◆ **WORK TASK**:
Only the lines from the start of the entries up to and including the line with "- add Manifest.Segments, a" should be written out, exactly as they stand.

◆ **Collected data entries**:
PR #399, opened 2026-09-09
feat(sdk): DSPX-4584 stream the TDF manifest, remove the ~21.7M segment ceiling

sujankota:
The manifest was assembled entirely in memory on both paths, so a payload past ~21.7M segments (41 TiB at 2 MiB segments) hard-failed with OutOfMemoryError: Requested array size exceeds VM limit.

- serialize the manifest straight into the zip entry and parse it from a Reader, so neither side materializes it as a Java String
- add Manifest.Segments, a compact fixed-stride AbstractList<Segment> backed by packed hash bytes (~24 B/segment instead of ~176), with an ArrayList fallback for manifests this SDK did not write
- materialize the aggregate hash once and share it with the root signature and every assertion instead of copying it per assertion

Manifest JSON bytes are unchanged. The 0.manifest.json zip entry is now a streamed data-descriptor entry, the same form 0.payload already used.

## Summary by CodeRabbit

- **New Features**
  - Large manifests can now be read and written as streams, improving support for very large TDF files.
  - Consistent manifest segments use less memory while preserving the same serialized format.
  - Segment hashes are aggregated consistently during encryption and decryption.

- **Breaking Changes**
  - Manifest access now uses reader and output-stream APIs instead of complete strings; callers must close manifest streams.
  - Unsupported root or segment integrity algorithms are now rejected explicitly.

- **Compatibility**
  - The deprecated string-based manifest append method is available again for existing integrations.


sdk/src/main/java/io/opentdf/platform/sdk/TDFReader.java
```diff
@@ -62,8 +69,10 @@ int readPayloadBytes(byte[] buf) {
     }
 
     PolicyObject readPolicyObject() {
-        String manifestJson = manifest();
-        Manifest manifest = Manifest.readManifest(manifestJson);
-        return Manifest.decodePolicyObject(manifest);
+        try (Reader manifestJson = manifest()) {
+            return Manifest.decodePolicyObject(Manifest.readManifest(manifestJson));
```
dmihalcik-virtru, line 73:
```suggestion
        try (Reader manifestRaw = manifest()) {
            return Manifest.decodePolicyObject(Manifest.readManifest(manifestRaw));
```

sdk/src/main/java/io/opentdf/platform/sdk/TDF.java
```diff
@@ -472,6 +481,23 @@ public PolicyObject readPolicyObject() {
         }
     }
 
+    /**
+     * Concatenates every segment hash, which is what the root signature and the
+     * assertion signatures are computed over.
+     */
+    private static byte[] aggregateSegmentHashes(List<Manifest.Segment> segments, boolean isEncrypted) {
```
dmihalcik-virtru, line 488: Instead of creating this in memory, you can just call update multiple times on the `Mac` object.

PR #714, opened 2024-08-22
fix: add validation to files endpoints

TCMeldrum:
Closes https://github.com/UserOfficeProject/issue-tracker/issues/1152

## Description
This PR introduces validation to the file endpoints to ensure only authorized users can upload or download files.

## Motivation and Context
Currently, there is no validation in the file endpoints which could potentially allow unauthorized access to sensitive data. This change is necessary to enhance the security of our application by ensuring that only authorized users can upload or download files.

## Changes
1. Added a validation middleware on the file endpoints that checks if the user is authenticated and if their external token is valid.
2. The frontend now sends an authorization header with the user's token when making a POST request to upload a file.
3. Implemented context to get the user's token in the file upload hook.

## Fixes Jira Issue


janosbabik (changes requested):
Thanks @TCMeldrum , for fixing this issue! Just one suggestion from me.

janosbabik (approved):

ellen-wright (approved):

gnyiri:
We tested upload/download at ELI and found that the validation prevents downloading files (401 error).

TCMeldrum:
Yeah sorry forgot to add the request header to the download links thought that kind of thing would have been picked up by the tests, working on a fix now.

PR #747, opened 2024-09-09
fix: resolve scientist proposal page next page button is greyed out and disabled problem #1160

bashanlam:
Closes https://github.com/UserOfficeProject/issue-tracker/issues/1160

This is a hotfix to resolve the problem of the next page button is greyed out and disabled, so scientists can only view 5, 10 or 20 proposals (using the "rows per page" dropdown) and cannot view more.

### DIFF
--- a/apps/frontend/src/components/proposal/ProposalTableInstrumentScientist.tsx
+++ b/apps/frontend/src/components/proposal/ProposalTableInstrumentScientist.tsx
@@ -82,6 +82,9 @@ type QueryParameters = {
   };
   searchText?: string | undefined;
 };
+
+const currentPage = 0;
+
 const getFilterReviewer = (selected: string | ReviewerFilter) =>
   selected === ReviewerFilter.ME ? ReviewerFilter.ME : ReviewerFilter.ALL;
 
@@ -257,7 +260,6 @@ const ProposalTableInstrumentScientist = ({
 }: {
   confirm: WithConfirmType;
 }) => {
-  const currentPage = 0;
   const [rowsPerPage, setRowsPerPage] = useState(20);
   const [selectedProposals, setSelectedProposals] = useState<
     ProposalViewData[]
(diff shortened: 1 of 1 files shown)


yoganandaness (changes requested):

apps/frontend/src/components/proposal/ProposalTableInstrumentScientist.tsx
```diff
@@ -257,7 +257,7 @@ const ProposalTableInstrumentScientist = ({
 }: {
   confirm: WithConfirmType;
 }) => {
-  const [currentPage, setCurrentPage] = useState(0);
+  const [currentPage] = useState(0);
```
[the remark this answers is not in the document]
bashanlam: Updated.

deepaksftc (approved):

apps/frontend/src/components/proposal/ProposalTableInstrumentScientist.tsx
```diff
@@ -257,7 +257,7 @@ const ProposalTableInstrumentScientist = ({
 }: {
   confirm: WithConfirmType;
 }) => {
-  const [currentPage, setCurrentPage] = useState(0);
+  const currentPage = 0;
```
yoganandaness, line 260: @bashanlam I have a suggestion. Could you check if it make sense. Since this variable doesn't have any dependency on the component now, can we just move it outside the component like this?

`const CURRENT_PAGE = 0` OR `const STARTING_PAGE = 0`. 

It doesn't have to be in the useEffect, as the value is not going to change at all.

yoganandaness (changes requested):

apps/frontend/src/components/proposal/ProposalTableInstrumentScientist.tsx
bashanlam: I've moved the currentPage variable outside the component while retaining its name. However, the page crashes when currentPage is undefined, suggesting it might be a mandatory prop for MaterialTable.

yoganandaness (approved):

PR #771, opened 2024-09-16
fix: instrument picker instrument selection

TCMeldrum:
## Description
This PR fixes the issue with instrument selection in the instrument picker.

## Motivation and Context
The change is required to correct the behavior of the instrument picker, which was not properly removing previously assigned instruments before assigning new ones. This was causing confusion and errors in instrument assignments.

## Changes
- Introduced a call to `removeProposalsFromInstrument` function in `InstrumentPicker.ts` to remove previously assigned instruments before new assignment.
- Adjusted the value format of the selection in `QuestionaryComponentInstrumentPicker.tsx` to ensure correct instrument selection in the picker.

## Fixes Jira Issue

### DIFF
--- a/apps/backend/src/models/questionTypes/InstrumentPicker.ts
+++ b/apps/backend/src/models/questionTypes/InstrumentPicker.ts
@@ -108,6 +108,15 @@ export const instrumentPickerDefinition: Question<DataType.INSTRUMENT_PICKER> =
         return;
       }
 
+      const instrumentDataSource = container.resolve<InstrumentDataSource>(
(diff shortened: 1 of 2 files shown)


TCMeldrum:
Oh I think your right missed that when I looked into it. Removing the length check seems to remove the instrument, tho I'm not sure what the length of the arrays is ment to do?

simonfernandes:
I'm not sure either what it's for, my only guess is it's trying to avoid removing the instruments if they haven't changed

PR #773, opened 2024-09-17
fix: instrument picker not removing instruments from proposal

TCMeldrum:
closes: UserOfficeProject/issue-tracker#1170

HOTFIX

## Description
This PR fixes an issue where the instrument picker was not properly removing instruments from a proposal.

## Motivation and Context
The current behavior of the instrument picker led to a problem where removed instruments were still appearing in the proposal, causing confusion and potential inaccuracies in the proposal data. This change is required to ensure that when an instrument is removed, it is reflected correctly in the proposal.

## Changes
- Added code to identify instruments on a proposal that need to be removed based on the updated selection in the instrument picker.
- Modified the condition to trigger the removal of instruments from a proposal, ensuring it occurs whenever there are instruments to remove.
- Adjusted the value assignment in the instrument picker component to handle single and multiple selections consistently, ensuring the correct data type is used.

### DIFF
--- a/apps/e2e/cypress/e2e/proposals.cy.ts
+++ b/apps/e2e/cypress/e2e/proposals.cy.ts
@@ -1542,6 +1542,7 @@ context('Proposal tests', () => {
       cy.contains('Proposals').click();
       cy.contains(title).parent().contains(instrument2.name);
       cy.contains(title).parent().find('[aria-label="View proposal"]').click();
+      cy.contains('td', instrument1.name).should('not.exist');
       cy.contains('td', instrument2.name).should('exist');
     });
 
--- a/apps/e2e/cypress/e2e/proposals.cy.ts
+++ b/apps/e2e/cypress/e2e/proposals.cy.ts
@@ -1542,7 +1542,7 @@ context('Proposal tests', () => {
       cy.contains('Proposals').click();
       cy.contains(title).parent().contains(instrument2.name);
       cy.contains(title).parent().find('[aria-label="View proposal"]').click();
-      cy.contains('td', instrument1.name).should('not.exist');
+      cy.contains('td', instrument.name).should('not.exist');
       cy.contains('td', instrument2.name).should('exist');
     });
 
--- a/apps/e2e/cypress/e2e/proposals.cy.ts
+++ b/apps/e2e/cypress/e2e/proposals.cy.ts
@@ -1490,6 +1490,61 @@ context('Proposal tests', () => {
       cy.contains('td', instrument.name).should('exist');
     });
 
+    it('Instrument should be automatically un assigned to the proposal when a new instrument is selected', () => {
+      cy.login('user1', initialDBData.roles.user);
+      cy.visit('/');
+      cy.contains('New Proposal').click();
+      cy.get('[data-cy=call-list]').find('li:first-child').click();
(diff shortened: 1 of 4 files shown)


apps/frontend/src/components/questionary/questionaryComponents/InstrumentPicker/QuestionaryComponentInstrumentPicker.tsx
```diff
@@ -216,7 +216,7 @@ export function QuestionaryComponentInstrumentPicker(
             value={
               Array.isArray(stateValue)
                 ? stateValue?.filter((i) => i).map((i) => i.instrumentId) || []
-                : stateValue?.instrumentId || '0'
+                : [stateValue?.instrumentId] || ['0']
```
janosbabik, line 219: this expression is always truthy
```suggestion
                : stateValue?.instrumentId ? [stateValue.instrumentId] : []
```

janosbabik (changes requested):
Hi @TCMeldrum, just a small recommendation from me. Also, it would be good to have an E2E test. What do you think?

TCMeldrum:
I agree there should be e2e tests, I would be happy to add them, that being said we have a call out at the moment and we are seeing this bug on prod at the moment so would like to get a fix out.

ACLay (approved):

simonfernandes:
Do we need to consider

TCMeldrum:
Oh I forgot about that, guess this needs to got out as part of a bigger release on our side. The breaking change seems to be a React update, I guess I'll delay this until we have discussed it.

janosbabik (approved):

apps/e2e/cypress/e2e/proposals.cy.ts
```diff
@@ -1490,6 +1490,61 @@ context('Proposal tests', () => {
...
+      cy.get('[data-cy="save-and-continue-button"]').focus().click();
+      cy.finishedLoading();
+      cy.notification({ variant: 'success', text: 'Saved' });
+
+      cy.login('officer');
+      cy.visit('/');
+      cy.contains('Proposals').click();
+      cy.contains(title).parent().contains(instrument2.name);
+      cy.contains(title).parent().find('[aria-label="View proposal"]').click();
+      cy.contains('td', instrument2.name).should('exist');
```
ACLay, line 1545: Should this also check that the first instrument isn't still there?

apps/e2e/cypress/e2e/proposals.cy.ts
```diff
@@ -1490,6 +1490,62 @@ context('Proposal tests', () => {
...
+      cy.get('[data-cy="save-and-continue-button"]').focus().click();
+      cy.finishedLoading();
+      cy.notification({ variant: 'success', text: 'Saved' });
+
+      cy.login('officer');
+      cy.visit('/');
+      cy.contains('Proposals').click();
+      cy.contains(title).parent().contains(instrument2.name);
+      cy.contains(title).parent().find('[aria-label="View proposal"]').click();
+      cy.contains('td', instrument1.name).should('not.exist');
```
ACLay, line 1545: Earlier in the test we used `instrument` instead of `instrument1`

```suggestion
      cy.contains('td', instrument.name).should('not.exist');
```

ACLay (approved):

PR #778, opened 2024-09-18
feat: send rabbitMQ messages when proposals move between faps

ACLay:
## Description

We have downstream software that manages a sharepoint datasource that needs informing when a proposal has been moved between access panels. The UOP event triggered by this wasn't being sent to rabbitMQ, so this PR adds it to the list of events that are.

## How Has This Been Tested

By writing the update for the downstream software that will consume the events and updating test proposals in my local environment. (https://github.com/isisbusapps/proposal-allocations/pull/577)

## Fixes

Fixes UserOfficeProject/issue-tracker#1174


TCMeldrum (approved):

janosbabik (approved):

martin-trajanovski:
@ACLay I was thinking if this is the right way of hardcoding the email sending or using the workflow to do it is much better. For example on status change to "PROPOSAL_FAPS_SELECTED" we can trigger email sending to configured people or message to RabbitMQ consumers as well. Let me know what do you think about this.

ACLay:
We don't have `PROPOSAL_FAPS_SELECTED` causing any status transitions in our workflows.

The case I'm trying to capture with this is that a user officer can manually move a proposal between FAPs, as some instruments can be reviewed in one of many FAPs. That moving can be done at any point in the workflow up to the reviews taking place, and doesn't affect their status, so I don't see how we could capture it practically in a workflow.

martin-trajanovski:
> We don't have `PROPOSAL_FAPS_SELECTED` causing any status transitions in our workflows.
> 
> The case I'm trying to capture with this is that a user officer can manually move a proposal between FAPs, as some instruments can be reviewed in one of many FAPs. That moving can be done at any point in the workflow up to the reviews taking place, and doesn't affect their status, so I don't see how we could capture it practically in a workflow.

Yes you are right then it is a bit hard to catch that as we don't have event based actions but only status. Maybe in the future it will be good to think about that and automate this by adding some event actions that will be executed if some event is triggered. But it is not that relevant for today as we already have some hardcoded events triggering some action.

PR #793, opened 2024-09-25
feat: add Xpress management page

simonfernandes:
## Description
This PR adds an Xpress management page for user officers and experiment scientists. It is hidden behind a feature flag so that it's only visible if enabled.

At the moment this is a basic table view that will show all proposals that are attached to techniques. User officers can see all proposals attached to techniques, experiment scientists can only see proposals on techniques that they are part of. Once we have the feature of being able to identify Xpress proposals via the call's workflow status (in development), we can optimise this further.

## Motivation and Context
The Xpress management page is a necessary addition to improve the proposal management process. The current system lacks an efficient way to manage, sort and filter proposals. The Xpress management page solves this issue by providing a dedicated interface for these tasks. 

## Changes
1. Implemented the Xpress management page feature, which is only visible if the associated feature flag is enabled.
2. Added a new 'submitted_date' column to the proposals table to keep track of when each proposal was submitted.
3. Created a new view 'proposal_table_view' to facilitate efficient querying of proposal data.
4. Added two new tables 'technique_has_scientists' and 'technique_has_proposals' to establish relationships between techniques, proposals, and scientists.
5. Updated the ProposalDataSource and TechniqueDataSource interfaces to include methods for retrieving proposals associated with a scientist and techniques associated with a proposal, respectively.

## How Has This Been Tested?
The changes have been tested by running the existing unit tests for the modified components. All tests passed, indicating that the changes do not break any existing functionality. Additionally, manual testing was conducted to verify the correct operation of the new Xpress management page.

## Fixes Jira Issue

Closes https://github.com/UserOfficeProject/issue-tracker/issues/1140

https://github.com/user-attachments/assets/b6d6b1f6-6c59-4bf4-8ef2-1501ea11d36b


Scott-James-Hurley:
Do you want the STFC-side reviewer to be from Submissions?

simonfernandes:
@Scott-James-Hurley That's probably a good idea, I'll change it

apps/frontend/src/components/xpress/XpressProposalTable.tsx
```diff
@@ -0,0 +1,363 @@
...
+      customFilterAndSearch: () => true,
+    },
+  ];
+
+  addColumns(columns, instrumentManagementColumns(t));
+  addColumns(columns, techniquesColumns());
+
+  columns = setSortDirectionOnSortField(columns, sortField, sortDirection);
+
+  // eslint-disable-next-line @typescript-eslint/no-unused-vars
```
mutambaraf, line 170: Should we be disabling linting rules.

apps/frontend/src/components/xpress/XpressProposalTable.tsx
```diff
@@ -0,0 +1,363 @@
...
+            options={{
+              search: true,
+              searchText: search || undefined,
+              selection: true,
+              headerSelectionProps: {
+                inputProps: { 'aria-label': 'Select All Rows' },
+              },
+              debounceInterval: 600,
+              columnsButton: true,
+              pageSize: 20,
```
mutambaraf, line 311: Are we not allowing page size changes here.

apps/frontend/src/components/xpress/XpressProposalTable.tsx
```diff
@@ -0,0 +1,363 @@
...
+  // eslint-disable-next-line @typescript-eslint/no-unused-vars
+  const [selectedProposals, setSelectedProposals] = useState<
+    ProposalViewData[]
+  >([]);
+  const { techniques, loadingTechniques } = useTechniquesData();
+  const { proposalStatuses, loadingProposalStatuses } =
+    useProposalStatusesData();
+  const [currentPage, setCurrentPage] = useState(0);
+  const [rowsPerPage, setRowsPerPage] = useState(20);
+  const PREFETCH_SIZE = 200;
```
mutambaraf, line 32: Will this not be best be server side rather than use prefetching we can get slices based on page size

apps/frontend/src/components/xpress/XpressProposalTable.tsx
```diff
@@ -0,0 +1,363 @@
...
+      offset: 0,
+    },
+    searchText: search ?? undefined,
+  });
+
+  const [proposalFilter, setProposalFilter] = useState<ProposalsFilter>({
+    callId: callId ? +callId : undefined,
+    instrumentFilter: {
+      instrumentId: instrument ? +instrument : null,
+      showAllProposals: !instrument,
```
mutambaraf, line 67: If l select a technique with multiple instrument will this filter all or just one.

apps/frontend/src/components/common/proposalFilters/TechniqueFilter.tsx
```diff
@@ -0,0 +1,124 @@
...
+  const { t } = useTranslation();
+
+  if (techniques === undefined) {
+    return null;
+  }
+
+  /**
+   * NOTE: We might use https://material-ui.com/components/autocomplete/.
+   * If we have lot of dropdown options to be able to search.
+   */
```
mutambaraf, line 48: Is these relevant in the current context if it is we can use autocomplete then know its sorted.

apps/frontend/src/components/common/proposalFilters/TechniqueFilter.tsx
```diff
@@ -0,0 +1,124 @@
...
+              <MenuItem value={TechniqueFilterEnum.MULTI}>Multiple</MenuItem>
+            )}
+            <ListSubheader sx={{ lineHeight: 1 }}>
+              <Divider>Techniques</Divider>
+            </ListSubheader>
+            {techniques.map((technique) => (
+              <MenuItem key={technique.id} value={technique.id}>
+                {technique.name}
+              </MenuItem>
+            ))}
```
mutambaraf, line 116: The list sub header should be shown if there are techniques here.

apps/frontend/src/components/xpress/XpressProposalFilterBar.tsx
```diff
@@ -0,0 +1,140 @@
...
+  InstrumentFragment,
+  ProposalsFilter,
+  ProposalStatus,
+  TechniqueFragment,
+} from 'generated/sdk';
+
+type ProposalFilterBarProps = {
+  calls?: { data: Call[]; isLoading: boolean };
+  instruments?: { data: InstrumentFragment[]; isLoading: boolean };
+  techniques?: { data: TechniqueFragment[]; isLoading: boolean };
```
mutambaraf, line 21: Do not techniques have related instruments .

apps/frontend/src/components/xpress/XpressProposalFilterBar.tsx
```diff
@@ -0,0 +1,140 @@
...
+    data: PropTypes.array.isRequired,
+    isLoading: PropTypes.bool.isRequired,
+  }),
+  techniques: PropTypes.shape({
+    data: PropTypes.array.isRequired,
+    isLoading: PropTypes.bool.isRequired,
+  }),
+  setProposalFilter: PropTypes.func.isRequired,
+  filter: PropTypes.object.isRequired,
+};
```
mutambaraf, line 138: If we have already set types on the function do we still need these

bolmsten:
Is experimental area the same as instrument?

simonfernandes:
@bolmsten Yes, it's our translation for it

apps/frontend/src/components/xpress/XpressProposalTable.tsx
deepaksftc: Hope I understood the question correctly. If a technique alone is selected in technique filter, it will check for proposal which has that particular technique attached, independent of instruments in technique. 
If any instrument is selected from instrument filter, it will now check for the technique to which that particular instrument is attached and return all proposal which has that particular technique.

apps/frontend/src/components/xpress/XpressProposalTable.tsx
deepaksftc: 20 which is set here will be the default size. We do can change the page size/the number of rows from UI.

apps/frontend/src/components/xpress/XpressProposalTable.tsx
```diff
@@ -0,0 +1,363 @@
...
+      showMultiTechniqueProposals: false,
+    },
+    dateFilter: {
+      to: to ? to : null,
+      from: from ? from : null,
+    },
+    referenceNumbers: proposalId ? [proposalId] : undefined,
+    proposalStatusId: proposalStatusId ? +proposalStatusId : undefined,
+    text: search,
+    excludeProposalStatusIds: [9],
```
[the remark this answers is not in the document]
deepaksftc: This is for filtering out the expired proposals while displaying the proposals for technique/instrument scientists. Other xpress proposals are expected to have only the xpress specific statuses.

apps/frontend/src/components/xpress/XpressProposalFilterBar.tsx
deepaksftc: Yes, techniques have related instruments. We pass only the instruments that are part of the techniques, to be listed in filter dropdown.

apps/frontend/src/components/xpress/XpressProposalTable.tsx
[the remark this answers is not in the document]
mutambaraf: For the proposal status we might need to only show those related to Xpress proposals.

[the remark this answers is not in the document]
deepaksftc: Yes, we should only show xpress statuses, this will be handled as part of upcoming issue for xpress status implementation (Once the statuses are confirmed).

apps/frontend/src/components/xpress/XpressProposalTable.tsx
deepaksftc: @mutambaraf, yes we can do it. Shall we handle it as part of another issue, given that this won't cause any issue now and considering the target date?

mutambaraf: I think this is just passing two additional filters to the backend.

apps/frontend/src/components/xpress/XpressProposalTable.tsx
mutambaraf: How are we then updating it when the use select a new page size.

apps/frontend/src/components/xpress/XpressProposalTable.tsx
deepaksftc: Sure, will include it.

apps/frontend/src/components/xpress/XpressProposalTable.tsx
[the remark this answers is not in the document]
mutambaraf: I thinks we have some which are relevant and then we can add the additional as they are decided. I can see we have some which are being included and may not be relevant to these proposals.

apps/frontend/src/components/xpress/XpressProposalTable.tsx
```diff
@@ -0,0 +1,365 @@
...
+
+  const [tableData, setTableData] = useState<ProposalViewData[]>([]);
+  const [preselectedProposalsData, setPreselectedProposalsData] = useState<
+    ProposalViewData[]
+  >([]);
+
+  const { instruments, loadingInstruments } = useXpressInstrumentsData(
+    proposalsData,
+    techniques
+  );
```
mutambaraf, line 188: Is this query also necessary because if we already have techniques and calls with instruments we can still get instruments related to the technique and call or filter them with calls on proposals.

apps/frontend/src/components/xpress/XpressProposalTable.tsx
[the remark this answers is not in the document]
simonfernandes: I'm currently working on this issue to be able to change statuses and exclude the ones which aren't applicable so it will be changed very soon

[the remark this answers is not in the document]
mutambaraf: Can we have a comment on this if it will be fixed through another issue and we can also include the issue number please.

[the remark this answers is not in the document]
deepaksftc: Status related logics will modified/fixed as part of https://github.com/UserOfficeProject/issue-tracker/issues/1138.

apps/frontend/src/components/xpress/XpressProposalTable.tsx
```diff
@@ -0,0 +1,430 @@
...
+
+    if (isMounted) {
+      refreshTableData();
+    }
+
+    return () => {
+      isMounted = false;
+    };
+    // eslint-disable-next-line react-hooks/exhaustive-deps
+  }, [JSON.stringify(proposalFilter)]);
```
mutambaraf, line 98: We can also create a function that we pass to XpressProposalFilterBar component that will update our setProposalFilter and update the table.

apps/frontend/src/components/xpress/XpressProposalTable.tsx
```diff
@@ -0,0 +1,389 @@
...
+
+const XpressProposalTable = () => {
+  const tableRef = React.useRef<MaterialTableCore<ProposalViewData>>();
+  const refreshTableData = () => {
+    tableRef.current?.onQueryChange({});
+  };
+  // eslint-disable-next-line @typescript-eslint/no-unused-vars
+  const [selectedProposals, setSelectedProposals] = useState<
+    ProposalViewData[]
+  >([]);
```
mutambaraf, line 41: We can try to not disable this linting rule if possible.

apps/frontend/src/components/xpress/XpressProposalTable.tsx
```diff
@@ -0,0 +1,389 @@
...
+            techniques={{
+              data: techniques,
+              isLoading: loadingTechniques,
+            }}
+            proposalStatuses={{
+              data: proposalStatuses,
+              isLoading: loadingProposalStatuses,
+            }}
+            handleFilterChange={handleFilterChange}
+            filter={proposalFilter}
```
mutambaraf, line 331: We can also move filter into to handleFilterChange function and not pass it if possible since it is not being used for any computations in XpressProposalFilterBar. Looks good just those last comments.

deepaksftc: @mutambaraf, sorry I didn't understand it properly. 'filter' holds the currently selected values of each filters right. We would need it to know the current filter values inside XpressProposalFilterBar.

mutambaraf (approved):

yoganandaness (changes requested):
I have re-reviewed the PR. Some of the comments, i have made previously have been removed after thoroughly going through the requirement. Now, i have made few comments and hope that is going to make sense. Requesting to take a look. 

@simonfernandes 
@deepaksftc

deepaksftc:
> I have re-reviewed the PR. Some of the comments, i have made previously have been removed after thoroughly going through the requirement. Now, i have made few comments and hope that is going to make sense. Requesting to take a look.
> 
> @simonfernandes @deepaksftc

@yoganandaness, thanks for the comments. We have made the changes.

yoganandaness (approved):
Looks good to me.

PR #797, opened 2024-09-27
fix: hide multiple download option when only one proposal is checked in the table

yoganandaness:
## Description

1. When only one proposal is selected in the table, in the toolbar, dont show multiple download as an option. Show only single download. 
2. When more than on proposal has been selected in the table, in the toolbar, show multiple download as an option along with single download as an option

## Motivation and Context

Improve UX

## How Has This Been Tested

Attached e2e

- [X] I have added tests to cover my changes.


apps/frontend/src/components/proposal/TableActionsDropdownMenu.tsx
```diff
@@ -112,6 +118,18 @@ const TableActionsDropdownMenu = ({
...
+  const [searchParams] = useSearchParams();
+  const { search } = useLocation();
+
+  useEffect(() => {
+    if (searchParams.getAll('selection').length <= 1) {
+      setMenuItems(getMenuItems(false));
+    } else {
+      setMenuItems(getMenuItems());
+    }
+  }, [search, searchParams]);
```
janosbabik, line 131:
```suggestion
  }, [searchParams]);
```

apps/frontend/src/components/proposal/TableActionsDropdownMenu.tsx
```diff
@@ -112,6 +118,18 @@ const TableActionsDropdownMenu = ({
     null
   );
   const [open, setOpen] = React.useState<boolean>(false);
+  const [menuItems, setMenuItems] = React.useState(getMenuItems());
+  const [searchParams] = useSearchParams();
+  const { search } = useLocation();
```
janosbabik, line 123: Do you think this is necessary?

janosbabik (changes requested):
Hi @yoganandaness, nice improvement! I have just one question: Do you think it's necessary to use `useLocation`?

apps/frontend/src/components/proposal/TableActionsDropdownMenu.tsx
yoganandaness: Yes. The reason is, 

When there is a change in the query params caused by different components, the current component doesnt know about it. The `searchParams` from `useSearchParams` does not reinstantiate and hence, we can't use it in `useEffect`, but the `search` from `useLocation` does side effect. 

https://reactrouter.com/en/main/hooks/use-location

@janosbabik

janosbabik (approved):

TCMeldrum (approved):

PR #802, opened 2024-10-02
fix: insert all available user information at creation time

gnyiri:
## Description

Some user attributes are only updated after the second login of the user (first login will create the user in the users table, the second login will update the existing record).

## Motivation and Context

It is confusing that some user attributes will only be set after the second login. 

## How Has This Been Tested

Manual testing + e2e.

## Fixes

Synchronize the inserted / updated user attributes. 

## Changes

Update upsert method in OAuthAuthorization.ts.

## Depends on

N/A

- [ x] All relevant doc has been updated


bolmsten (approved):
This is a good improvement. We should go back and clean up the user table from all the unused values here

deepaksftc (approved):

◆ **ANSWER TO THE PROBLEM**:
PR #399, opened 2026-09-09
feat(sdk): DSPX-4584 stream the TDF manifest, remove the ~21.7M segment ceiling

sujankota:
The manifest was assembled entirely in memory on both paths, so a payload past ~21.7M segments (41 TiB at 2 MiB segments) hard-failed with OutOfMemoryError: Requested array size exceeds VM limit.

- serialize the manifest straight into the zip entry and parse it from a Reader, so neither side materializes it as a Java String
- add Manifest.Segments, a compact fixed-stride AbstractList<Segment> backed by packed hash bytes (~24 B/segment instead of ~176), with an ArrayList fallback for manifests this SDK did not write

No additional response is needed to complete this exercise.